An embassy from the East-India Company of the United Provinces is a book written by Dutch author and explorer Johan Nieuhof. The book served as a major influence in the rise of chinoiserie in the early eighteenth century.

Full title 
The full title of the Dutch version of the travel account, published in 1665 by Jacob van Meurs was:

The English translation, published by John Ogilby in 1669, was titled:

An embassy from the East-India Company of the United Provinces, to the Grand Tartar Cham Emperor of China: deliver'd by their excellencies Peter de Goyer and Jacob de Keyzer, at his imperial city of Peking, wherein the cities, towns, villages, ports, rivers, &c. in their passages from Canton to Peking, are ingeniously describ'd also an epistle of Father John Adams their antagonist, concerning the whole negotiation; with an appendix of several remarks taken out of Father Athanasius Kircher; English'd, and set forth with their several sculptures.

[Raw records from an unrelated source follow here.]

PR #29228, opened 2022-01-10
fix(Payroll): Cannot submit salary slips from amended payroll entry.

dj12djdjs:
**Problem**
When cancelling a payroll entry, the amended payroll entry retains the transaction state of the previously cancelled payroll entry for the linked salary slips.
Example:
payroll-entry-ammend

**After PR**
payroll-entry-ammend-fix

### DIFF
--- a/erpnext/payroll/doctype/payroll_entry/payroll_entry.py
+++ b/erpnext/payroll/doctype/payroll_entry/payroll_entry.py
@@ -60,8 +60,8 @@ class PayrollEntry(Document):
 	def on_cancel(self):
 		frappe.delete_doc("Salary Slip", frappe.db.sql_list("""select name from `tabSalary Slip`
 			where payroll_entry=%s """, (self.name)))
-		self.salary_slips_created = False
-		self.salary_slips_submitted = False
+		self.db_set("salary_slips_created", 0)
+		self.db_set("salary_slips_submitted", 0)
 
 	def get_emp_list(self):
 		"""
--- a/erpnext/payroll/doctype/payroll_entry/payroll_entry.py
+++ b/erpnext/payroll/doctype/payroll_entry/payroll_entry.py
@@ -60,6 +60,8 @@ class PayrollEntry(Document):
 	def on_cancel(self):
 		frappe.delete_doc("Salary Slip", frappe.db.sql_list("""select name from `tabSalary Slip`
 			where payroll_entry=%s """, (self.name)))
+		self.salary_slips_created = False
+		self.salary_slips_submitted = False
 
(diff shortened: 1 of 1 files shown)


dj12djdjs:
Manually checked, the linter error is committed to database.

erpnext/payroll/doctype/payroll_entry/payroll_entry.py
```diff
@@ -60,6 +60,8 @@ def validate_employee_details(self):
 	def on_cancel(self):
 		frappe.delete_doc("Salary Slip", frappe.db.sql_list("""select name from `tabSalary Slip`
 			where payroll_entry=%s """, (self.name)))
+		self.salary_slips_created = False
+		self.salary_slips_submitted = False
```
ruchamahabal:
```suggestion
		self.db_set("salary_slips_created", 0)
		self.db_set("salary_slips_submitted", 0)
```

https://github.com/frappe/erpnext/blob/8f0d10a1b791fb6c9471fe8aec785e5bd6ac5321/erpnext/payroll/doctype/payroll_entry/payroll_entry.py#L699

Use `db_set` while doing operations in `on_cancel` or `on_submit` since it's not explicitly committed to db.

ruchamahabal:
This is fairly understandable from the title of the PR but can you update the description with a screenshot and some description too?

ankush:
> Manually checked, the linter error is committed to database.


Refresh the page 😄

erpnext/payroll/doctype/payroll_entry/payroll_entry.py
dj12djdjs: Good to know, thanks!

dj12djdjs:
> This is fairly understandable from the title of the PR but can you update the description with a screenshot and some description too?

Will do

ruchamahabal:
We should also enable `no_copy` for these fields as this issue will occur in case someone duplicates the payroll entry too.

dj12djdjs:
@ruchamahabal I can't figure out why Payroll Entry doesn't have a duplicate option. I think this has been disabled somewhere.
image

Should I still add to no_copy flags?

ruchamahabal:
Payroll Entry has **Hide Copy** enabled. We don't need `no_copy` then.

image

ruchamahabal (approved):

ruchamahabal:
@mergifyio backport develop

ruchamahabal:
@dj12djdjs Thanks for the fix. Next time you raise a PR, it's better to raise it on develop then we can backport it to older versions.

PR #29233, opened 2022-01-11
fix: Added validation for serial nos selected at POS invoice level

nemesis189:
**Issue:**
After auto fetching the serial nos in the POS screen if the serial is modified incorrectly no error will be thrown and the invoice gets submitted. It is thrown only during consolidation.

**Fix:**
Added validation for checking if the selected serial nos are valid or not.

<details>
<summary><b>Steps:</b> </summary>
<ol>
<li>
 Create a serialized item and create a Serial No for that item.
   

   
</li>
<li> In POS Screen add the serialized item, after setting the quantity auto fetch the serial nos</li>
<li> Edit one of the serial nos</li>
   </li>
<li> After checkout it will throw a validation now:
    
 
   **Note: Before the fix it would simply go ahead and submit the invoice and show the bill**
</li>
</details>

### DIFF
--- a/erpnext/accounts/doctype/pos_invoice/pos_invoice.py
+++ b/erpnext/accounts/doctype/pos_invoice/pos_invoice.py
@@ -214,6 +214,7 @@ class POSInvoice(SalesInvoice):
 			frappe.throw(error_msg, title=_("Invalid Item"), as_list=True)
 
 	def validate_serial_nos(self):
+		from erpnext.stock.doctype.serial_no.serial_no import get_serial_nos
 		error_msg = []
 		for item in self.get("items"):
 			serialized = item.get("has_serial_no")
@@ -221,7 +222,7 @@ class POSInvoice(SalesInvoice):
 			if serialized:
 				valid_serial_nos = frappe.get_all('Serial No', filters={'item_code':item.get("item_code")}, pluck="name")
 				invalid_serials = ""
-				for serial_no in item.get('serial_no').split("\n"):
+				for serial_no in get_serial_nos(item.get('serial_no')):
 					if serial_no not in valid_serial_nos:
 						invalid_serials = ", " if invalid_serials else "" + invalid_serials + serial_no
 						msg = (_("Row #{}: Following Serial numbers for item {} are <b>invalid</b>: {}").format(item.idx, frappe.bold(item.get("item_code")), frappe.bold(invalid_serials)))
--- a/erpnext/accounts/doctype/pos_invoice/pos_invoice.py
+++ b/erpnext/accounts/doctype/pos_invoice/pos_invoice.py
@@ -40,6 +40,7 @@ class POSInvoice(SalesInvoice):
 		self.validate_item_cost_centers()
 		self.validate_warehouse()
 		self.validate_serialised_or_batched_item()
+		self.validate_serial_nos()
 		self.validate_stock_availablility()
 		self.validate_return_items_qty()
 		self.validate_non_stock_items()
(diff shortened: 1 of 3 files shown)


erpnext/accounts/doctype/pos_invoice/pos_invoice.py
```diff
@@ -212,6 +213,26 @@ def validate_serialised_or_batched_item(self):
 		if error_msg:
 			frappe.throw(error_msg, title=_("Invalid Item"), as_list=True)
 
+	def validate_serial_nos(self):
+		error_msg = []
+		for item in self.get("items"):
+			serialized = item.get("has_serial_no")
+			valid_serial_nos = frappe.get_all('Serial No', filters={'item_code':item.get("item_code")}, pluck="name")
```
nextchamp-saqib: Move this below `if` statement

erpnext/accounts/doctype/pos_invoice/pos_invoice.py
```diff
@@ -212,6 +213,25 @@ def validate_serialised_or_batched_item(self):
...
 
+	def validate_serial_nos(self):
+		error_msg = []
+		for item in self.get("items"):
+			serialized = item.get("has_serial_no")
+			msg = ""
+			if serialized:
+				valid_serial_nos = frappe.get_all('Serial No', filters={'item_code':item.get("item_code")}, pluck="name")
+				invalid_serials = ""
+				for serial_no in item.get('serial_no').split("\n"):
```
ankush: Import this function instead of manually splitting it. 

https://github.com/frappe/erpnext/blob/d7b0a47d7cbfcc03322ade1a31d3520caddb6483/erpnext/stock/doctype/serial_no/serial_no.py#L472-L477

erpnext/accounts/doctype/pos_invoice/pos_invoice.py
```diff
@@ -212,6 +213,25 @@ def validate_serialised_or_batched_item(self):
...
+					if serial_no not in valid_serial_nos:
```
ankush, line 232: You can do basic set difference here instead. 

`invalid_serial_nos = serial_no_in_doc - available_serial_no`

erpnext/accounts/doctype/pos_invoice/pos_invoice.py
```diff
@@ -212,6 +213,25 @@ def validate_serialised_or_batched_item(self):
 		if error_msg:
 			frappe.throw(error_msg, title=_("Invalid Item"), as_list=True)
 
+	def validate_serial_nos(self):
+		error_msg = []
+		for item in self.get("items"):
+			serialized = item.get("has_serial_no")
+			msg = ""
+			if serialized:
+				valid_serial_nos = frappe.get_all('Serial No', filters={'item_code':item.get("item_code")}, pluck="name")
```
ankush: maybe only active ones should be fetched?

ankush: This still means same serial no can be sold twice if not reserved like for batches 😅

erpnext/accounts/doctype/pos_invoice/pos_invoice.py
nemesis189: I felt the loop could be simpler and helps with better error message

ankush: You can get the same error message. Anyway, doesn't matter much.

erpnext/accounts/doctype/pos_invoice/pos_invoice.py
nextchamp-saqib: Yes, we will have to check for reserved serial nos too. 
That can be queried from POS Invoice Item

erpnext/accounts/doctype/pos_invoice/pos_invoice.py
```diff
@@ -212,6 +213,26 @@ def validate_serialised_or_batched_item(self):
...
 			frappe.throw(error_msg, title=_("Invalid Item"), as_list=True)
 
+	def validate_serial_nos(self):
+		from erpnext.stock.doctype.serial_no.serial_no import get_serial_nos
+		error_msg = []
+		for item in self.get("items"):
+			serialized = item.get("has_serial_no")
+			msg = ""
+			if serialized:
+				valid_serial_nos = frappe.get_all('Serial No', filters={'item_code':item.get("item_code"), "status":'Active'}, pluck="name")
```
nextchamp-saqib: This should be fetched using `auto_fetch_serial_number` since it takes into account the `pos_reserved_serial_nos`

nextchamp-saqib (changes requested):

PR #28798, opened 2021-12-08
fix: misleading "Set Default X" fields after saving

s-aga-r:
### Issue(s): Purchase Receipt

_Problem:_
- When populating the "Accepted Warehouse" field it adds that warehouse as the default warehouse on all the item rows. This is helpful because often the same warehouse for all the items received. But if the user changes the warehouse for an item. In that case, this field becomes confusing as it is holding another warehouse.

_Proposed Solution:_
- If all warehouses in the child table(Items) are not matching the "default warehouse" field then set its value to None.

<details>
<summary>Images/GIF</summary>

_Before:_

https://user-images.githubusercontent.com/63660334/144282361-d6e8ef46-ae48-42ed-a86c-8136cf993b45.gif

_After:_

https://user-images.githubusercontent.com/25903035/130674996-a6d891e4-4220-4574-87fc-5b32bca6992a.png
</details>

Closes: https://github.com/frappe/erpnext/issues/28644 

Affected doctypes:
- [x] Purchase Invoice
- [x] Sales Invoice
- [x] Sales Order 
- [x] Purchase Order
- [x] Stock Entry
- [x] Purchase Receipt
- [x] Delivery Note
- [x] Material request

PR #29257, opened 2022-01-12
fix: Avoid resetting Default wh fields for Manufacture Entry

marination:
Introducted via https://github.com/frappe/erpnext/pull/28798

**Issue:**
- Source/target is blank on some rows in a Manufacture Stock Entry
- Users still want an overall reference of the warehouses involved in this mfg entry
- Scrap item may have different warehouse (just one row), it should be overlooked

**Fix:**
- Avoid resetting Default source/target warehouse in manufacture entry alone
- For Repack entry users most like will not use these fields since each row has to have a different warehouse. And repack entries aren't auto generated from anywhere, like Manufacture entries are generated from Work Orders
- If there's 1 entry in `child_table_values`, dont do anything. **There's nothing to reset**. Reset and set to None only if there's more than one value for a field in the table rows.

### DIFF
--- a/erpnext/controllers/tests/test_transaction_base.py
+++ b/erpnext/controllers/tests/test_transaction_base.py
@@ -4,73 +4,72 @@ import frappe
 
 
 class TestUtils(unittest.TestCase):
-    def test_reset_default_field_value(self):
-        doc = frappe.get_doc({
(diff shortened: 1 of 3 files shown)


marination:

PR #29271, opened 2022-01-13
fix: Don't validate FG in repack entry

marination:
https://github.com/frappe/erpnext/pull/28555 missed the case of multiple FGs being possible in repack entries.

- An item could repacked into 3/4 smaller items
- In this case 3/4 rows will have `is_finished_item` auto checked
- This should be allowed in case of repack

**Fix:**
- The only check for repack should be if theres no row with `is_finished_item` checked, throw an error
- multiple fg should be allowed

**To test:**
- case 1: test repack entry with one item consumed and one item created (one has source wh and second row has target)
- case 2: test repack entry with one item consumed and 3 other items created (one item of say 90 qty is repacked into 3 items of 30 qty each)
- Check impact on cost
- Check if `is_finished_item` checked is checked on the right rows

### DIFF
--- a/erpnext/stock/doctype/stock_entry/stock_entry.py
+++ b/erpnext/stock/doctype/stock_entry/stock_entry.py
@@ -738,9 +738,9 @@ class StockEntry(StockController):
 
 	def validate_finished_goods(self):
 		"""
-			1. Check if FG exists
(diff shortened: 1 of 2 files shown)


marination:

These titles are abbreviated to Het Gezantschap (or Het Gezantschap aan den grooten Tartarische Cham) and An embassy from the East-India Company in later publications.

Context 
The book details the two year travel of the first Dutch embassy to visit China, from 1655 to 1657. The empire had begun accepting visitors after the start of the Qing dynasty, and the Dutch embassy visited with the goal of entering a trade deal on behalf of the Dutch East India Company (VOC). The Dutch were promised an audience with the Chinese emperor. As the embassy's steward, Nieuhof was tasked with keeping an account of the travels of the embassy. In addition to keeping the logbook for the journey, Nieuhof also drew several impressions of landscapes, cities, and people, which were to be used as a visual supplementation of the account for the VOC.

After returning from China, Nieuhof gifted his notes and illustrations to his brother Hendrik Nieuhof, who collaborated with the Dutch publisher and engraver Jacob van Meurs. Nieuhof left shortly thereafter, leaving the entire publication process in the hands of the publisher. Van Meurs turned Nieuhof's notes into a story, and the illustrations into copper engravings for printing. In 1665, almost ten years after the embassy visit to China, the first edition of Het Gezantschap in Dutch was published.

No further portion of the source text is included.